The MavenMetaAnalyzer task fails due to invalid URLs
Current Behavior
In the logs, I can see that the MavenMetaAnalyzer task tails due to invalid URLs formatted with parts of the PURL of a component:
compose-dtrack-apiserver-1 | 2024-03-18 08:51:29,133 INFO [InternalAnalysisTask] Starting internal analysis task
compose-dtrack-apiserver-1 | 2024-03-18 08:51:29,133 INFO [InternalAnalysisTask] Analyzing 171 component(s)
compose-dtrack-apiserver-1 | [Fatal Error] :1:10: DOCTYPE is disallowed when the feature "http://apache.org/xml/features/disallow-doctype-decl" set to true.
compose-dtrack-apiserver-1 | 2024-03-18 08:51:31,639 ERROR [MavenMetaAnalyzer] Request failure
compose-dtrack-apiserver-1 | org.xml.sax.SAXParseException: DOCTYPE is disallowed when the feature "http://apache.org/xml/features/disallow-doctype-decl" set to true.
compose-dtrack-apiserver-1 | at org.apache.xerces.parsers.DOMParser.parse(Unknown Source)
compose-dtrack-apiserver-1 | at org.apache.xerces.jaxp.DocumentBuilderImpl.parse(Unknown Source)
compose-dtrack-apiserver-1 | at java.xml/javax.xml.parsers.DocumentBuilder.parse(Unknown Source)
compose-dtrack-apiserver-1 | at org.dependencytrack.tasks.repositories.MavenMetaAnalyzer.analyze(MavenMetaAnalyzer.java:86)
compose-dtrack-apiserver-1 | at org.dependencytrack.tasks.repositories.RepositoryMetaAnalyzerTask.analyze(RepositoryMetaAnalyzerTask.java:177)
compose-dtrack-apiserver-1 | at org.dependencytrack.tasks.repositories.RepositoryMetaAnalyzerTask.lambda$analyze$0(RepositoryMetaAnalyzerTask.java:121)
compose-dtrack-apiserver-1 | at io.github.resilience4j.retry.Retry.lambda$decorateCallable$5(Retry.java:237)
compose-dtrack-apiserver-1 | at io.github.resilience4j.retry.Retry.executeCallable(Retry.java:373)
compose-dtrack-apiserver-1 | at org.dependencytrack.util.CacheStampedeBlocker.readThroughOrPopulateCache(CacheStampedeBlocker.java:201)
compose-dtrack-apiserver-1 | at org.dependencytrack.tasks.repositories.RepositoryMetaAnalyzerTask.analyze(RepositoryMetaAnalyzerTask.java:126)
compose-dtrack-apiserver-1 | at org.dependencytrack.tasks.repositories.RepositoryMetaAnalyzerTask.inform(RepositoryMetaAnalyzerTask.java:91)
compose-dtrack-apiserver-1 | at alpine.event.framework.BaseEventService.lambda$publish$0(BaseEventService.java:110)
compose-dtrack-apiserver-1 | at java.base/java.util.concurrent.ThreadPoolExecutor.runWorker(Unknown Source)

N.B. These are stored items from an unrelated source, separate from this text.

PR #2231, opened 2020-07-27
Allow for setting rn-context load time in DetoxTest

### LINKED ISSUE #2197: waited a whole minute for the new RN-context
**Describe the bug**

Running metro bundle that takes a bit more than one minutes cause the app to crash 
A good solution is a flag to increase this timeout or to change it.
**To Reproduce**

- [ ] I have tested this issue on the latest Detox release and it still reproduces

Steps to reproduce:
1. have large project bundle (js) 
2. run detox test with debug configuration

**Expected behavior**

Tests to run.
**Screenshots**

**Device and Verbose Detox Logs**

```
    java.lang.RuntimeException: waited a whole minute for the new RN-context
        at com.wix.detox.reactnative.ReactNativeLoadingMonitor.awaitNewRNContext(ReactNativeLoadingMonitor.kt:56)
        at com.wix.detox.reactnative.ReactNativeLoadingMonitor.getNewContext(ReactNativeLoadingMonitor.kt:21)
        at com.wix.detox.reactnative.ReactNativeExtension.awaitNewReactNativeContext(ReactNativeExtension.kt:99)
        at com.wix.detox.reactnative.ReactNativeExtension.waitForRNBootstrap(ReactNativeExtension.kt:58)
        at com.wix.detox.DetoxManager.initReactNativeIfNeeded(DetoxManager.java:137)
        at com.wix.detox.DetoxManager.access$000(DetoxManager.java:26)
        at com.wix.detox.DetoxManager$2.run(DetoxManager.java:79)
        at android.os.Handler.handleCallback(Handler.java:883)
        at android.os.Handler.dispatchMessage(Handler.java:100)
        at android.os.Looper.loop(Looper.java:214)
        at com.wix.detox.Detox$1.run(Detox.java:173)
        at java.lang.Thread.run(Thread.java:919)
```
 - Detox: 16.8.0
 - React Native: 0.62.0
 - Node: 10.16.0
 - Device: emulator pixel 3a xl
 - OS: Android 10
 - Test-runner: `jest-circus`

d4vidi:
- [x] This is a small change 

---

**Description:**
Resolves #2197. Migrates Detox' idle-policy config to a more generic config structure (that handles idle-policy as well), such that it can also hold a custom timeout for waiting for RN's loading to complete. That enables, for example, the customization of the timeout based on whether the app running in debug mode rather than release - where this can take longer for large apps. See [here](https://github.com/wix/Detox/pull/2231/files#diff-8c8eebd6512cc7aeed7d36a9bdc0b170R32).

### DIFF
--- a/detox/android/detox/src/main/java/com/wix/detox/config/DetoxConfig.kt
+++ b/detox/android/detox/src/main/java/com/wix/detox/config/DetoxConfig.kt
@@ -1,11 +1,11 @@
 package com.wix.detox.config
 
 class DetoxConfig {
-    var idlePolicyConfig: DetoxIdlePolicyConfig? = DetoxIdlePolicyConfig()
-    var rnContextLoadTimeoutSec = 60
+    @JvmField var idlePolicyConfig: DetoxIdlePolicyConfig = DetoxIdlePolicyConfig()
+    @JvmField var rnContextLoadTimeoutSec = 60
 
     fun apply() {
-        idlePolicyConfig?.apply()
+        idlePolicyConfig.apply()
     }
 
     companion object {
--- a/detox/android/detox/src/main/java/com/wix/detox/config/DetoxConfig.kt
+++ b/detox/android/detox/src/main/java/com/wix/detox/config/DetoxConfig.kt
@@ -1,0 +1,14 @@
+package com.wix.detox.config
+
+class DetoxConfig {
+    var idlePolicyConfig: DetoxIdlePolicyConfig? = DetoxIdlePolicyConfig()
+    var rnContextLoadTimeoutSec = 60
+
+    fun apply() {
+        idlePolicyConfig?.apply()
+    }
+
+    companion object {
+        lateinit var CONFIG: DetoxConfig
+    }
+}
--- a/detox/android/detox/src/main/java/com/wix/detox/reactnative/ReactNativeLoadingMonitor.kt
+++ b/detox/android/detox/src/main/java/com/wix/detox/reactnative/ReactNativeLoadingMonitor.kt
@@ -5,6 +5,8 @@ import android.util.Log
 import com.facebook.react.ReactApplication
 import com.facebook.react.ReactInstanceManager
 import com.facebook.react.bridge.ReactContext
+import com.wix.detox.common.DetoxErrors
+import com.wix.detox.config.DetoxConfig
 import java.util.concurrent.CountDownLatch
 import java.util.concurrent.TimeUnit
 
@@ -13,7 +15,8 @@ private const val LOG_TAG = "DetoxRNLoading"
 open class ReactNativeLoadingMonitor(
         private val instrumentation: Instrumentation,
         private val rnApplication: ReactApplication,
-        private val previousReactContext: ReactContext?) {
+        private val previousReactContext: ReactContext?,
+        private val config: DetoxConfig = DetoxConfig.CONFIG) {
     val countDownLatch = CountDownLatch(1)
 
     fun getNewContext(): ReactContext? {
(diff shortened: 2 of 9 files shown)


d4vidi:
@swabbass

detox/android/detox/src/main/java/com/wix/detox/config/DetoxConfig.kt
```diff
@@ -0,0 +1,14 @@
+package com.wix.detox.config
+
+class DetoxConfig {
+    var idlePolicyConfig: DetoxIdlePolicyConfig? = DetoxIdlePolicyConfig()
```
swabbass, line 4: if the ctor does not throw exceptions, then no need for Nullable type, you can remove `?` if calling constructor of `DetoxIdlePolicyConfig` does not yield null.

swabbass: and can be val if the reference is not changing

swabbass: as i see the usage you are creating an object and use the setter 
```
class DetoxConfid(val idlePolicyConfig: DetoxIdlePolicyConfig = DetoxIdlePolicyConfig(),var rnContextLoadTimeoutSec:Int = 60){

fun apply() {...}
companio object {.....}
```

detox/android/detox/src/main/java/com/wix/detox/reactnative/ReactNativeLoadingMonitor.kt
```diff
@@ -13,7 +15,8 @@ private const val LOG_TAG = "DetoxRNLoading"
 open class ReactNativeLoadingMonitor(
         private val instrumentation: Instrumentation,
         private val rnApplication: ReactApplication,
-        private val previousReactContext: ReactContext?) {
+        private val previousReactContext: ReactContext?,
+        private val config: DetoxConfig = DetoxConfig.CONFIG) {
```
swabbass, line 19: you are assigning lateinit var, did u check that all flows that have access to this config is after it is being initialized?

swabbass:
> * [x]  This is a small change
> * [ ]  This change has been discussed in issue #<?> and the solution has been agreed upon with maintainers.
> 
> **Description:**
> Resolves #2197. Migrates Detox' idle-policy config to a more generic config structure (that handles idle-policy as well), such that it can also hold a custom timeout for waiting for RN's loading to complete. That enables, for example, the customization of the timeout based on whether the app running in debug mode rather than release - where this can take longer for large apps. See [here](https://github.com/wix/Detox/pull/2231/files#diff-8c8eebd6512cc7aeed7d36a9bdc0b170R32).
THX A LOT Wating for this to release to use it.
not a reviewer but wrote my thoughts on kotlin code might be useful :],

detox/android/detox/src/main/java/com/wix/detox/config/DetoxConfig.kt
d4vidi: oops, right about the null heh

d4vidi: Ok I kept fields as `var` and applied `@JvmField` on all fields... this is what I really wanted to begin with... thanks for pointing this out!!!

detox/android/detox/src/main/java/com/wix/detox/reactnative/ReactNativeLoadingMonitor.kt
d4vidi: Yes - it must be set as early as in `Detox.runTest()`, and if that's not the case - I want the _uninitialized_ error to be thrown.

compose-dtrack-apiserver-1 | at java.base/java.util.concurrent.ThreadPoolExecutor$Worker.run(Unknown Source)
compose-dtrack-apiserver-1 | at java.base/java.lang.Thread.run(Unknown Source)
(NB: The DOCTYPE probably stems from a plain HTTP response for a 404 page, but this is just a guess since the URL isn't logged)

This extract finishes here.